▶
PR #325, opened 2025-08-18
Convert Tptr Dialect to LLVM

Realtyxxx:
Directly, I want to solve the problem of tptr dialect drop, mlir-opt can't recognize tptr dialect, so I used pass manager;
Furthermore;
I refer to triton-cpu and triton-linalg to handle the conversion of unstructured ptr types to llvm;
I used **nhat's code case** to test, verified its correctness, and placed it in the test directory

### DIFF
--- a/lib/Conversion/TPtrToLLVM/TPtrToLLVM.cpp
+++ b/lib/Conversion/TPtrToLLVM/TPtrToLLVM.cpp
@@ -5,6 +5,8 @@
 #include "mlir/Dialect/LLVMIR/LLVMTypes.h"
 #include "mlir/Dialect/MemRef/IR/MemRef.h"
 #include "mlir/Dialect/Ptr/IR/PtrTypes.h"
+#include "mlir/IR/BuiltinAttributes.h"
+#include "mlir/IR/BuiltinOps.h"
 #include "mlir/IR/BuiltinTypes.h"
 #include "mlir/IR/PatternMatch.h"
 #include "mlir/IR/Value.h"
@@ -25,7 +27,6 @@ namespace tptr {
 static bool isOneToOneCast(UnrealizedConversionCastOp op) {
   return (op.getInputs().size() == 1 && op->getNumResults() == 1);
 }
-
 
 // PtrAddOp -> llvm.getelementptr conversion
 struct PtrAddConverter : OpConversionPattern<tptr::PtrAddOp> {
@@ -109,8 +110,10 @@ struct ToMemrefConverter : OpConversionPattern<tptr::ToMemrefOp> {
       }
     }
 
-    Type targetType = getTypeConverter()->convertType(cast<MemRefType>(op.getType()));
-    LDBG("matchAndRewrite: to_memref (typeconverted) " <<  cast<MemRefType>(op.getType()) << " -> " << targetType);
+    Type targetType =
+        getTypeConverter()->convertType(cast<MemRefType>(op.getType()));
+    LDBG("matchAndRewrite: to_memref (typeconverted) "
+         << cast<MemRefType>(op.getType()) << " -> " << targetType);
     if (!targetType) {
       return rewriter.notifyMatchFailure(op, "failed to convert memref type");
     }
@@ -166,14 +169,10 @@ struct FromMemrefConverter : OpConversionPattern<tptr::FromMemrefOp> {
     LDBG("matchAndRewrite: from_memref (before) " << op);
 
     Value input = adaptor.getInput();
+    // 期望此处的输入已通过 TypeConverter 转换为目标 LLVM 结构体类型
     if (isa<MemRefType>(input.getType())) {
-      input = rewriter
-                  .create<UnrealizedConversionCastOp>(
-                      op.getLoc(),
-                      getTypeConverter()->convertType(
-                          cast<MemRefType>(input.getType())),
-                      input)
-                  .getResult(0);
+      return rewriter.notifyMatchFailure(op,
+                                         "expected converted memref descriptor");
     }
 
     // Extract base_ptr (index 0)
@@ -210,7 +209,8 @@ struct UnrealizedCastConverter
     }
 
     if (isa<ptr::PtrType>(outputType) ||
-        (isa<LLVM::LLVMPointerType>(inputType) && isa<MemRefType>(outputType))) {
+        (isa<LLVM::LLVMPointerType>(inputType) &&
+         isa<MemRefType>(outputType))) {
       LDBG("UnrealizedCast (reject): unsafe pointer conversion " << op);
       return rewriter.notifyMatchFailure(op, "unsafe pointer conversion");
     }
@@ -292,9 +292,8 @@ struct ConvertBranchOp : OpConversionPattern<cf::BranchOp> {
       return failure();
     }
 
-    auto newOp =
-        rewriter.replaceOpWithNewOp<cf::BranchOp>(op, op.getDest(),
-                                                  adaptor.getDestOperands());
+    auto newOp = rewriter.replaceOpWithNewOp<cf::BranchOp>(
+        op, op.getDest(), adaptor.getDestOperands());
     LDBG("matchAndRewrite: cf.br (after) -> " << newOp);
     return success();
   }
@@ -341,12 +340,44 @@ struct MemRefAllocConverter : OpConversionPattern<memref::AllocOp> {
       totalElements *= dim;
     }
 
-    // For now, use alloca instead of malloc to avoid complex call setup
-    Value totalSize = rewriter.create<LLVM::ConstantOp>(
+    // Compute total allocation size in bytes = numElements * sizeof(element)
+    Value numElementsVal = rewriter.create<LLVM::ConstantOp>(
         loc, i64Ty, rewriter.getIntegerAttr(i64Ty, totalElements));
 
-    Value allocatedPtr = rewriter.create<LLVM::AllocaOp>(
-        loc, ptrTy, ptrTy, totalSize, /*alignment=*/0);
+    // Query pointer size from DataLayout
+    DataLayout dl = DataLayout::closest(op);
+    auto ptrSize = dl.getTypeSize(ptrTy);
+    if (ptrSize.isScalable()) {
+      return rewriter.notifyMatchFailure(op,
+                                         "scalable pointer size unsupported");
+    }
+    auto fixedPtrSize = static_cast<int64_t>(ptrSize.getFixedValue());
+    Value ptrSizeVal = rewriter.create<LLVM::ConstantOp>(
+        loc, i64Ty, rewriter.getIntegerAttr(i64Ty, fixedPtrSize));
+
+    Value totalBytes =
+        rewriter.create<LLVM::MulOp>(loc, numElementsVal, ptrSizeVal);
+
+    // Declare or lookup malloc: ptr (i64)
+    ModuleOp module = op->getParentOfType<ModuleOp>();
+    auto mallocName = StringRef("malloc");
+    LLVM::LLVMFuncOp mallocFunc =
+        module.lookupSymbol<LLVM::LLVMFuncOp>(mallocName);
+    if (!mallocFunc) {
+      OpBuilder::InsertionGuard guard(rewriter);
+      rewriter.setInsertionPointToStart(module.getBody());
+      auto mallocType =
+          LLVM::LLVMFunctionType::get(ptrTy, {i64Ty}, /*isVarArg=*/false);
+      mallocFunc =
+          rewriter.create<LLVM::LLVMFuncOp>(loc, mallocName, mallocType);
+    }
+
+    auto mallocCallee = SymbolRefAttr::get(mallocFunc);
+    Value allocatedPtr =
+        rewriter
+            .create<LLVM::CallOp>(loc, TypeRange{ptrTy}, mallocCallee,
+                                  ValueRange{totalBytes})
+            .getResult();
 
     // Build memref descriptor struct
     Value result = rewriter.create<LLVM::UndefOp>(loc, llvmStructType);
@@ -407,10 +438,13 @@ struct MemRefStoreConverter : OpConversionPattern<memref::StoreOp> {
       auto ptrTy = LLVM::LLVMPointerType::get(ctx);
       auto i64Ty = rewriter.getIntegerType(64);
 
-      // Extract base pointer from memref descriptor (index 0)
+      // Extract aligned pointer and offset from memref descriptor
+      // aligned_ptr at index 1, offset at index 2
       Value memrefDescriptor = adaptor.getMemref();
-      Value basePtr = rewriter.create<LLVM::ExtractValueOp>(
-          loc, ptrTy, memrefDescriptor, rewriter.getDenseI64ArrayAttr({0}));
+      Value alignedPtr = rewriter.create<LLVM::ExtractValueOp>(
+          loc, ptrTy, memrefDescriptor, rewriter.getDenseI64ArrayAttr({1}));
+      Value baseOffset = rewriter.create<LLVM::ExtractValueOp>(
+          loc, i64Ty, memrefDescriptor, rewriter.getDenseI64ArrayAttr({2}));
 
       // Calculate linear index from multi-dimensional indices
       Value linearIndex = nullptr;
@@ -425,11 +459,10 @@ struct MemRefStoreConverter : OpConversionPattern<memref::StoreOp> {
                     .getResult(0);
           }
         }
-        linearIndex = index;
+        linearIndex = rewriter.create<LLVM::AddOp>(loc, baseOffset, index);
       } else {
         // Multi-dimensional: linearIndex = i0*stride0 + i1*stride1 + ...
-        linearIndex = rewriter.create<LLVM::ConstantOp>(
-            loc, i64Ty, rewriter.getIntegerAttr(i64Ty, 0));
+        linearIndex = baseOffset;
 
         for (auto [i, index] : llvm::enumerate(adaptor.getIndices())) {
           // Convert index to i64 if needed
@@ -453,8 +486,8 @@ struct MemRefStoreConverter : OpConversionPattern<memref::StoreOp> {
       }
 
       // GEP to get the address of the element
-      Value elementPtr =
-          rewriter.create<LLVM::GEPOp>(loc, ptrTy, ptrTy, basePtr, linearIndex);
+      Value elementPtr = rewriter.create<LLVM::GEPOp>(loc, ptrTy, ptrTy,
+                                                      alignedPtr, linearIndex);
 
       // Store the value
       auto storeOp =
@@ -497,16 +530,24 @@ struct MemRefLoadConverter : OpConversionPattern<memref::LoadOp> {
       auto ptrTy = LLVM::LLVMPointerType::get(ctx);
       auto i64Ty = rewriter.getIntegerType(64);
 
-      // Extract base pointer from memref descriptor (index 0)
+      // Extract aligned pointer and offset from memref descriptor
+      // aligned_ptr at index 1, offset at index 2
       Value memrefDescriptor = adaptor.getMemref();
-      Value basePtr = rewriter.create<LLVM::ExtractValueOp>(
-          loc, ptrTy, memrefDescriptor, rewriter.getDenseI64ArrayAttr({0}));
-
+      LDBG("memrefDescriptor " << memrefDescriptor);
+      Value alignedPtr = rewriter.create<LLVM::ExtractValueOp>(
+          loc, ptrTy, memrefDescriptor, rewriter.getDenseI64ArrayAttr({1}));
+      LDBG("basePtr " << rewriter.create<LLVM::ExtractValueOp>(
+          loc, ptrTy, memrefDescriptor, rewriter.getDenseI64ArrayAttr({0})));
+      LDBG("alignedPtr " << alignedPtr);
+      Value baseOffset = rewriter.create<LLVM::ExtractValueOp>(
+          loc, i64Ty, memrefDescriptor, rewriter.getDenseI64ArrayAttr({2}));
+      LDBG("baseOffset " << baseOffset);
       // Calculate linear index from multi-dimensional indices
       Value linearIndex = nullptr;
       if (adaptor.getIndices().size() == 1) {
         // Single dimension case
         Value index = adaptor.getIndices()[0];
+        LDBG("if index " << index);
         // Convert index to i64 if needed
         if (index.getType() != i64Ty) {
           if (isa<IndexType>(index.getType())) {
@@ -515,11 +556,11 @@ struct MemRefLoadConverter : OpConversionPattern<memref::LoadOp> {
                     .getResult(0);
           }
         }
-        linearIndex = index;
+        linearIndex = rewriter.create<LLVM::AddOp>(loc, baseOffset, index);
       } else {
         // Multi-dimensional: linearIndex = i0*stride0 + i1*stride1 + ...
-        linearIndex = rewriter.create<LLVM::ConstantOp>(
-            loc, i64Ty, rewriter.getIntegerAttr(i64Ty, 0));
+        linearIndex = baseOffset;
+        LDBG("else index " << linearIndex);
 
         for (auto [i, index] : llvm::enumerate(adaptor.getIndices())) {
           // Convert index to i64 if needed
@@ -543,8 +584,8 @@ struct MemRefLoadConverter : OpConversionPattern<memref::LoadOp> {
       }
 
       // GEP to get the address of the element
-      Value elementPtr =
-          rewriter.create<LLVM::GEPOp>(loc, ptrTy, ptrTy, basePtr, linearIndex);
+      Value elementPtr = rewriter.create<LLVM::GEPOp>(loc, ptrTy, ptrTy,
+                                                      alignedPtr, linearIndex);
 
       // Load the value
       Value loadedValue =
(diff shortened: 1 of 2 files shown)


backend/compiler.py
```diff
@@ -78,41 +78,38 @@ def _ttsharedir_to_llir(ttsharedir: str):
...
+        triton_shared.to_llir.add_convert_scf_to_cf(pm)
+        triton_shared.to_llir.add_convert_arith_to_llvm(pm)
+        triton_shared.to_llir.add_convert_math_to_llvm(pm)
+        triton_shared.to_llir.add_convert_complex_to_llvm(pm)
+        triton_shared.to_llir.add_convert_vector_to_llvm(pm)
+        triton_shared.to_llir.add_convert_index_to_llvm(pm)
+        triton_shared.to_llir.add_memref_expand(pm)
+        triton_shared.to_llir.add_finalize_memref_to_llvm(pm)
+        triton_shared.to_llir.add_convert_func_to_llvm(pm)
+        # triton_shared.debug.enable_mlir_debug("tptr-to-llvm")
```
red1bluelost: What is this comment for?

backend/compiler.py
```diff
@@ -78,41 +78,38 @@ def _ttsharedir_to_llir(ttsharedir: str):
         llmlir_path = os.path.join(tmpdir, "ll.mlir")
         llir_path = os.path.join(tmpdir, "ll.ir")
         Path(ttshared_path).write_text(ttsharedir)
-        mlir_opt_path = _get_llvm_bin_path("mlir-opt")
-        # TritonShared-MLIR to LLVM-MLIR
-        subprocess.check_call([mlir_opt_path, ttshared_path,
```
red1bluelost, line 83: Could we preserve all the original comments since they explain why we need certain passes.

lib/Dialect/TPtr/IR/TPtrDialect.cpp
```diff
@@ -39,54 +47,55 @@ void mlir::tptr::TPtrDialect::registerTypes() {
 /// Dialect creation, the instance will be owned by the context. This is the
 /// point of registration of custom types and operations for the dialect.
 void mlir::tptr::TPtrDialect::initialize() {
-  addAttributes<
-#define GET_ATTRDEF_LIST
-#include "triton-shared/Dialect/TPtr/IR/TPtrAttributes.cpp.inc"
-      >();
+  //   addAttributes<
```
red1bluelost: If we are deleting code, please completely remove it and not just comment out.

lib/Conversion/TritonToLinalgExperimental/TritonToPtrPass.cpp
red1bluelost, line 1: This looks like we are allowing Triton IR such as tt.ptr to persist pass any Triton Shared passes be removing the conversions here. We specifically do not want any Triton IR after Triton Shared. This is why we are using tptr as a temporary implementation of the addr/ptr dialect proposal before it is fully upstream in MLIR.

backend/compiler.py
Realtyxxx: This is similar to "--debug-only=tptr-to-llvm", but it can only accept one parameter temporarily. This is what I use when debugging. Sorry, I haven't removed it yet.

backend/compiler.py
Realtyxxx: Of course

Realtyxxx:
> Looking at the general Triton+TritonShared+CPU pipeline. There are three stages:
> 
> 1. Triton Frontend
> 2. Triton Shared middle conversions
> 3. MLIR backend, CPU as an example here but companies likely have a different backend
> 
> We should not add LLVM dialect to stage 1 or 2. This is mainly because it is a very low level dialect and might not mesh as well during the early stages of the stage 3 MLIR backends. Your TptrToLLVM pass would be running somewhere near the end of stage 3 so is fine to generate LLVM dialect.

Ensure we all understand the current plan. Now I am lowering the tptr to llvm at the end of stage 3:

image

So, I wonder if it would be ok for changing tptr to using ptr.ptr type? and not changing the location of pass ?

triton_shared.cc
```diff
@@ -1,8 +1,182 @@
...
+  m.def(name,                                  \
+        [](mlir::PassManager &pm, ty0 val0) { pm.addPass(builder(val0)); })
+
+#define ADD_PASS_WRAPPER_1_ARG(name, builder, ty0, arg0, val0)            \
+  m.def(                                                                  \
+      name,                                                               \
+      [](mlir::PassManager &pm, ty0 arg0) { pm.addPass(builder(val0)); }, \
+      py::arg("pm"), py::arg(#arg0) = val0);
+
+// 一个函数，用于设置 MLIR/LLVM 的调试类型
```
◀
- ABOUT THIS TASK: Please return all lines above in which the string "TritonShared" is found.

- ANSWER BOX:
-        # TritonShared-MLIR to LLVM-MLIR
> Looking at the general Triton+TritonShared+CPU pipeline. There are three stages:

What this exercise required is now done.